* **WORK ORDER**: Only those lines in the data below from the line containing "Wow, that looks super pretty, go for it!" through the line containing "### LINKED ISSUE #875: Is", both included, should be restated word for word.

* **ENTRIES PROVIDED**:
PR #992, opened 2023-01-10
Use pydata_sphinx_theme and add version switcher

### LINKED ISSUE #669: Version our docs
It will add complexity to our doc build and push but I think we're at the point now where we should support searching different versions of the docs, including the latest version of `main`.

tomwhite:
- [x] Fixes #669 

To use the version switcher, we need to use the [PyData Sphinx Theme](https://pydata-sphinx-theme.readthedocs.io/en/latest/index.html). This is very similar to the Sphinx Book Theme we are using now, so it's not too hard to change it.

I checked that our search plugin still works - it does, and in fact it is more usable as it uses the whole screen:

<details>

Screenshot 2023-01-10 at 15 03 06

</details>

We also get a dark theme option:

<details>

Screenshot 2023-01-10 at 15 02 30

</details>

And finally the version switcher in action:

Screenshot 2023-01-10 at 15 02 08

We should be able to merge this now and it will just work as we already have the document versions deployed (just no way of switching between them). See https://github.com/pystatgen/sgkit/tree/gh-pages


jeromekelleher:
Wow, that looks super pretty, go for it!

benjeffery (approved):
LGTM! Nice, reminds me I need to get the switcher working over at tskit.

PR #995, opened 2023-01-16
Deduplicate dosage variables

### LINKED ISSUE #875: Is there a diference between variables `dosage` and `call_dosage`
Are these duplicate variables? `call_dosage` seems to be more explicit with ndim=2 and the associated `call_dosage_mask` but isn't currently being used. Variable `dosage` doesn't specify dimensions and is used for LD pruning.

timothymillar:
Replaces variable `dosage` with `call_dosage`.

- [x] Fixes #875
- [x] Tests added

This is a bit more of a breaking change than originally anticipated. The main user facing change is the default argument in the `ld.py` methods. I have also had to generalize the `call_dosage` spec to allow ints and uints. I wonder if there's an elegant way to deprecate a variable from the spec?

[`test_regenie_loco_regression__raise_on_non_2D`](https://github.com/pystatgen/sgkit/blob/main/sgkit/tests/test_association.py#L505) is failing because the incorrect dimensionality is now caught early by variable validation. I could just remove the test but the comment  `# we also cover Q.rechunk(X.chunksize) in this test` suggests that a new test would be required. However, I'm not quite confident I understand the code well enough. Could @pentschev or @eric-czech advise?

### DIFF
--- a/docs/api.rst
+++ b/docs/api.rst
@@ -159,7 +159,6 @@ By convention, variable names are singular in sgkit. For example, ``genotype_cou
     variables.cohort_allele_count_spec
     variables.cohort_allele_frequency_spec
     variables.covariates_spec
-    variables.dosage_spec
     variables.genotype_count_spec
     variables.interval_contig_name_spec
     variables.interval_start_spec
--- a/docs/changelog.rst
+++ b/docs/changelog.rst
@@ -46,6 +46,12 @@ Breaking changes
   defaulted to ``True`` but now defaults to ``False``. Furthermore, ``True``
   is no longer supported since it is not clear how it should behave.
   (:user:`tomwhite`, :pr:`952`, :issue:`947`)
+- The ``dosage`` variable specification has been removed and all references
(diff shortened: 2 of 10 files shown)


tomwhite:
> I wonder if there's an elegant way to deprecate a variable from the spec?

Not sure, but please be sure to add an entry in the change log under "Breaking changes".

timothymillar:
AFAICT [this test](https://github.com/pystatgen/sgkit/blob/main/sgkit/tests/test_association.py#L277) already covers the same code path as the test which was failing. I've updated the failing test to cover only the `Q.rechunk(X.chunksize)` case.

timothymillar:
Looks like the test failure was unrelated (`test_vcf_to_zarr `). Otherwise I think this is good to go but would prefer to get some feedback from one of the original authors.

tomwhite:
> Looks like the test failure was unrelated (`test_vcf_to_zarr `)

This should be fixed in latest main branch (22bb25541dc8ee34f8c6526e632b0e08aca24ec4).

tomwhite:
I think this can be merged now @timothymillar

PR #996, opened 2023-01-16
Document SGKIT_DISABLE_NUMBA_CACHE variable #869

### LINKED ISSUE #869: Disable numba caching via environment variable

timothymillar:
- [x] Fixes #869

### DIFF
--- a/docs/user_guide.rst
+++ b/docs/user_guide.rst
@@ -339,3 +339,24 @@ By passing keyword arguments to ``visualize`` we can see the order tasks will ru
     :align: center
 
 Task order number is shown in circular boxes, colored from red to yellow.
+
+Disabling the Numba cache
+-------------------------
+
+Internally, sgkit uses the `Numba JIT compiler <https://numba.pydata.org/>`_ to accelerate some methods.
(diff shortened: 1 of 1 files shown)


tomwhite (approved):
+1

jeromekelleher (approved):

* **EXERCISE OUTPUT**:
Wow, that looks super pretty, go for it!

benjeffery (approved):
LGTM! Nice, reminds me I need to get the switcher working over at tskit.

PR #995, opened 2023-01-16
Deduplicate dosage variables

### LINKED ISSUE #875: Is there a diference between variables `dosage` and `call_dosage`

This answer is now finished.